# Beach front fishing report



## troutalex33 (Aug 21, 2012)

San Luis pass 
bait - crab / live shrimp
3 hours of fishing 
limit of reds / limit of sheephead
2 big uglies both cpr ....no need for weight or length discussion just nice cold fun and cold beer to enjoy a a day off .... dont care how big , just got wet letting uglies go was only bad part of the day ..


----------



## WillieT (Aug 25, 2010)

That's a great day of catching.


----------



## pocjetty (Sep 12, 2014)

Every report of healthy fish makes me feel that much better. Thanks for the report.


----------



## fishingtwo (Feb 23, 2009)

Nice report and good pics


----------



## sharkchum (Feb 10, 2012)

Nice report . You need some cheep waders for releasing the fish so you don't get wet. I bet that water was cold. 

Sent from my SM-T230NU using Tapatalk


----------



## saltwaterjunky (Aug 17, 2012)

*pass*

If u don`t mind me asking was that on the freeport side....thx


----------



## AirbornXpress (Sep 27, 2006)

Looks like Galveston side, you can see Treasure Island thru bridge
Good job Trout!
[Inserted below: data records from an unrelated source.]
PR #6810, opened 2024-01-06
luci-mod-network: Expose the auto scan limit channel option

db260179:
/etc/config/wireless has had the feature of limiting the auto scanned channels:

'option channels'

User can set individual channels or a hypen list i.e. 36 48 or 36-100 as per the hostapd documentation (https://w1.fi/cgit/hostap/plain/hostapd/hostapd.conf)

### DIFF
--- a/modules/luci-mod-network/htdocs/luci-static/resources/view/network/wireless.js
+++ b/modules/luci-mod-network/htdocs/luci-static/resources/view/network/wireless.js
@@ -934,6 +934,10 @@ return view.extend({
 				o = ss.taboption('general', CBIWifiFrequencyValue, '_freq', '<br />' + _('Operating frequency'));
 				o.ucisection = s.section;
 
+				o = ss.taboption('general', form.Value, 'channels', _('Limit auto scan channels'),
+					_('Define ranges or individual channels e.g. 100 140 34-100'));
+				o.optional = true;
+
 				if (hwtype == 'mac80211') {
 					o = ss.taboption('general', form.Flag, 'legacy_rates', _('Allow legacy 802.11b rates'), _('Legacy or badly behaving devices may require legacy 802.11b rates to interoperate. Airtime efficiency may be significantly reduced where these are used. It is recommended to not allow 802.11b rates where possible.'));
 					o.depends({'_freq': '2g', '!contains': true});


systemcrash:
What advantages does this bring?

db260179:
> What advantages does this bring?

So basically there are a few devices that i own, and im sure other people have had similiar issues, where the auto scan has unreliably set licensed channels (DFS or licensed only) thus preventing clients from connecting to your wifi router. 

This just allows the user to manage this better by setting channels you can use.

Also this option has been available for years in openwrt but never exposed to the web ui.

hnyman:
> What advantages does this bring?

See related discussion in https://forum.openwrt.org/t/5-ghz-wlan-craps-out-upon-radar-detection-start-dfs-cac-failed/71018/12

If no fallback channels list is provided, and the wifi driver detects a radar during operations, the radio might get disabled. That has happened for me:
```
Sat Mar  5 02:00:18 2022 daemon.notice hostapd: wlan0: DFS-RADAR-DETECTED freq=5500 ht_enabled=0 chan_offset=0 chan_width=5 cf1=5570 cf2=0
Sat Mar  5 02:00:18 2022 daemon.notice hostapd: dfs_downgrade_bandwidth: no DFS channels left, waiting for NOP to finish
```

But I think that the "auto" is not needed. The 'channels' fallback list should work also if a preferred DFS channel is provided for 'channel' option. Like below: (note, HE40 channels)
```
        option channel '100'
        option channels '100,116,132,52,36'
```
So that part of the PR looks dubious.

castillofrancodamian:
@systemcrash Have a second AP with DFS channels. When a radar is detected, it switches to another predefined DFS channel.

db260179:
> > What advantages does this bring?
> 
> See related discussion in https://forum.openwrt.org/t/5-ghz-wlan-craps-out-upon-radar-detection-start-dfs-cac-failed/71018/12
> 
> If no fallback channels list is provided, and the wifi driver detects a radar during operations, the radio might get disabled. That has happened for me:
> 
> ```
> Sat Mar  5 02:00:18 2022 daemon.notice hostapd: wlan0: DFS-RADAR-DETECTED freq=5500 ht_enabled=0 chan_offset=0 chan_width=5 cf1=5570 cf2=0
> Sat Mar  5 02:00:18 2022 daemon.notice hostapd: dfs_downgrade_bandwidth: no DFS channels left, waiting for NOP to finish
> ```
> 
> But I think that the "auto" is not needed. The 'channels' fallback list should work also if a preferred DFS channel is provided for 'channel' option. Like below: (note, HE40 channels)
> 
> ```
>         option channel '100'
>         option channels '100,116,132,52,36'
> ```
> 
> So that part of the PR looks dubious.

So the suggestion is remove the 'auto' check part as the 'chanlist' is a fallback list?

Maybe i should change it to a tick box option instead?

db260179:
Actually looking at the official openwrt documentation - https://openwrt.org/docs/guide-user/network/wifi/basic#Common%20options it does state:

> channels	list	no	(regulatory domain specific)	
Use specific channels, when channel is in “auto” mode. 
This option allows hostapd to select one of the provided channels when a channel should be automatically selected.
Channels can be provided as range using hyphen ('-') or individual channels can be specified by space (' ') separated values.

So i cant see how this chanlist would work if not in auto mode?

hnyman:
> i cant see how this chanlist would work if not in auto mode?

The upstream hostapd commit is a bit unclear on that topic. (The OpenWrt wiki text is directly coped from there)

https://w1.fi/cgit/hostap/commit/?id=70ee1be2486f96f9ce9290ed8827cc2f7d141dee

But the current code selecting a new DFS channel after a radar was detected, does not place any restriction for having "auto" as far as I can see.
https://w1.fi/cgit/hostap/tree/src/ap/dfs.c#n240

The function call path goes as:
hostapd_dfs_radar_detected --> hostapd_dfs_start_channel_switch --> dfs_get_valid_channel --> dfs_find_channel

db260179:
> > i cant see how this chanlist would work if not in auto mode?
> 
> The upstream hostapd commit is a bit unclear on that topic. (The OpenWrt wiki text is directly coped from there)
> 
> https://w1.fi/cgit/hostap/commit/?id=70ee1be2486f96f9ce9290ed8827cc2f7d141dee
> 
> But the current code selecting a new DFS channel after a radar was detected, does not place any restriction for having "auto" as far as I can see. https://w1.fi/cgit/hostap/tree/src/ap/dfs.c#n240
> 
> The function call path goes as: hostapd_dfs_radar_detected --> hostapd_dfs_start_channel_switch --> dfs_get_valid_channel --> dfs_find_channel

Yes it seems the hostapd code doesn't require auto to be set, but there seems to be conflict of information with the actual code and the information openwrt has stated?

So for now i dont see the point of removing the 'auto' check, as it really is only relevant for that mode?

hnyman:
> there seems to be conflict of information with the actual code and the information openwrt has stated?
Like I said earlier the text has just been copied from upstream commit (config file example) to OpenWrt wiki, in its original a bit unclear form. 

> for now i dont see the point of removing the 'auto' check, as it really is only relevant for that mode?

And my point is just that I think that "channels"  should work also when a single DFS channel has been selected and later a radar is detected and a new DFS channel is needed.  "auto" is not required in that scenario.  (I haven't seen a radar lockup

You might remove the "auto" check and just expose the option always. 

PS. Spelling:  "seperated" --> "separated"

systemcrash:
Agreed on these points below.


> And my point is just that I think that "channels" should work also when a
> single DFS channel has been selected and later a radar is detected and a
> new DFS channel is needed. "auto" is not required in that scenario. (I
> haven't seen a radar lockup
>
> You might remove the "auto" check and just expose the option always.
>
> PS. Spelling: "seperated" --> "separated"
>

db260179:
> > there seems to be conflict of information with the actual code and the information openwrt has stated?
> > Like I said earlier the text has just been copied from upstream commit (config file example) to OpenWrt wiki, in its original a bit unclear form.
> 
> > for now i dont see the point of removing the 'auto' check, as it really is only relevant for that mode?
> 
> And my point is just that I think that "channels" should work also when a single DFS channel has been selected and later a radar is detected and a new DFS channel is needed. "auto" is not required in that scenario. (I haven't seen a radar lockup
> 
> You might remove the "auto" check and just expose the option always.
> 
> PS. Spelling: "seperated" --> "separated"

Ok, so i have removed the auto part dependency.

Not sure the wording of this feature is correct so please advise to change to something?

hnyman:
I think that the text is otherwise ok, ammiguous enough, but didn't yet fix the spelling of "seperated" --> "separated".

modules/luci-mod-network/htdocs/luci-static/resources/view/network/wireless.js
```diff
@@ -934,6 +934,10 @@ return view.extend({
 				o = ss.taboption('general', CBIWifiFrequencyValue, '_freq', '<br />' + _('Operating frequency'));
 				o.ucisection = s.section;
 
+				o = ss.taboption('general', form.Value, 'channels', _('Limit auto scan channels'),
+					_('Space seperated or list range of channels with a hyphen i.e. 100 140 34-100'));
```
systemcrash, line 938: Change to e.g.:
```js
					_('Define ranges or individual channels e.g. 100 140 34-100'));
```

systemcrash (changes requested):

modules/luci-mod-network/htdocs/luci-static/resources/view/network/wireless.js
```diff
@@ -934,6 +934,10 @@ return view.extend({
...
+				o.optional = true;
```
jow-, line 939: Please add a validation function for this option.

db260179: Will adding

`o.datatype = 'uinteger';`

I would think making sure numbers are added only? or what a good other type to use?

modules/luci-mod-network/htdocs/luci-static/resources/view/network/wireless.js
```diff
@@ -934,6 +934,11 @@ return view.extend({
 				o = ss.taboption('general', CBIWifiFrequencyValue, '_freq', '<br />' + _('Operating frequency'));
 				o.ucisection = s.section;
 
+				o = ss.taboption('general', form.Value, 'channels', _('Limit auto scan channels'),
+					_('Define ranges or individual channels e.g. 100 140 34-100'));
+				o.datatype = 'uinteger';
```
systemcrash, line 939: if the datatype check is `uinteger`, ranges won't validate. Are ranges actually possible?

modules/luci-mod-network/htdocs/luci-static/resources/view/network/wireless.js
systemcrash: I might have used a naïve regex along the lines of `[\d- ]+` to limit the accepted character types in this field, and let hostapd deal with what's usable.

modules/luci-mod-network/htdocs/luci-static/resources/view/network/wireless.js
db260179: Probably, but we are dealing with 2g, 5g ranges so could do 1-165?

db260179: Up for any example or suggestions on this?

modules/luci-mod-network/htdocs/luci-static/resources/view/network/wireless.js
systemcrash: Review other code examples, or test that this works:
```js
		o.validate = function(section_id, value) {
			const regex = /[\d -]+/;
			if (!regex.test(value)) {
				return _('Error: %s; expecting space separated numbers or hyphenated number ranges.').format(value);
			}
			return true;
		}
```

jow-: > and let hostapd deal with what's usable.

Does it "deal" with unusable values or will it just refuse to start? In either case the regex above is incomplete. The validation function should check for proper syntax, e.g. no unfinished ranges (`1-` or `-12`, ensure that start value is smaller than end value etc.)

systemcrash: I just tested it again with broken ranges and it starts fine (broken ranges are ignored, and the currently chosen working channel is added into `chanlist` if no other valid ranges were found in `chanlist`). In this case, there is no need for ad absurdum checks (although they don't hurt to have), although your improved regex is also good.

systemcrash: Extended testing:

While invalid ranges don't prevent hostapd startup, they propagate into the config, and likely won't be useful when it comes time to change channels. hostapd seems to stop processing chanlist after the first invalid range.

Space separated ranges: 
`        option channels '36-40 44-48 56-60'` results in `chanlist=36-40 44-48 56-60`

Comma separated ranges: 

`        option channels '36-40,44-48,56-60'` results in `chanlist=36-40,44-48,56-60`

Space+comma separated ranges:

`        option channels '36-40, 44-48, 56-60'` results in `chanlist=36-40, 44-48, 56-60`

Invalid ranges: processing stops after first range

`        option channels 36-, 44-, 56-60'` results in `chanlist=36-,`


Summary: using a widget here might not be a bad idea.

systemcrash: Please test that this works:
```js

		o.validate = function(section_id, value) {
			/* Regular expression to match valid value pattern
			* 36-40 44-48 56-60
			* 36-40,44-48,56-60
			* 36-40, 44-48, 56-60
			* 36, 44, 56-60
			* Fail: 36-, 44-, 56-60
			*/
			var regex = /^(\d+-\d+|\d+)(\s*,\s*(\d+-\d+|\d+))*$/;

			// Check if value matches the pattern
			if (!regex.test(value)) {
				return _('Error: %s; expecting space or comma separated numbers or hyphenated number ranges.').format(value);
			}

			// Split value by commas or spaces
			var ranges = value.split(/\s*,\s*|\s+/);

			// Validate each range
			for(var range of ranges) {
				// If the range has a '-' character
				if (range.includes("-")) {
					var [start, end] = range.split("-").map(Number);
					// Check that start and end are valid integers and start is less than or equal to end
					if (isNaN(start) || isNaN(end) || start > end) {
						return _('Error: %s; expecting space or comma separated numbers or hyphenated number ranges.').format(value);
					}
				} else { // It's a single integer
					if (isNaN(parseInt(range)))
						return _('Error: %s; expecting space or comma separated numbers or hyphenated number ranges.').format(value);
				}
			}
			return true;
		}

```

systemcrash (changes requested):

Thanks for the report


----------



## troutalex33 (Aug 21, 2012)

*Galveston side*

It was on Galveston side , and yeah that water was cold cold , but Im going to do everything possible not to kill anything Im not going to harvest .
Yep , on my way to Academy tomorrow for some waders for sure .


----------



## jarussell1795 (Aug 8, 2017)

What are the specs on the rods you used?


Sent from my iPhone using Tapatalk


----------



## troutalex33 (Aug 21, 2012)

*Beach rods*

I made those about 10 years ago, those are the original gatorglass blanks . They are 8ft with a 9 tip I believe the part no. was a U696H , but dont quote me because it was a long time ago . I got them paired with Sealine 30's with 20lb test .They cast a "mile" with a 3 oz or 4 oz spider .Ive landed plenty of bull reds and drums at seawolf but at same time you can swap leaders and throw a double drop with live skrimps and catch sheepies or anything else .I hope that helps bro .


----------



## jpdarby2 (Aug 17, 2016)

Way to brave the cold and have a productive trip, thanks for the report.


----------



## loco4fishn (May 17, 2010)

*Whoa!*



troutalex33 said:


> I made those about 10 years ago, those are the original gatorglass blanks . They are 8ft with a 9 tip I believe the part no. was a U696H , but dont quote me because it was a long time ago . I got them paired with Sealine 30's with 20lb test .They cast a "mile" with a 3 oz or 4 oz spider .Ive landed plenty of bull reds and drums at seawolf but at same time you can swap leaders and throw a double drop with live skrimps and catch sheepies or anything else .I hope that helps bro .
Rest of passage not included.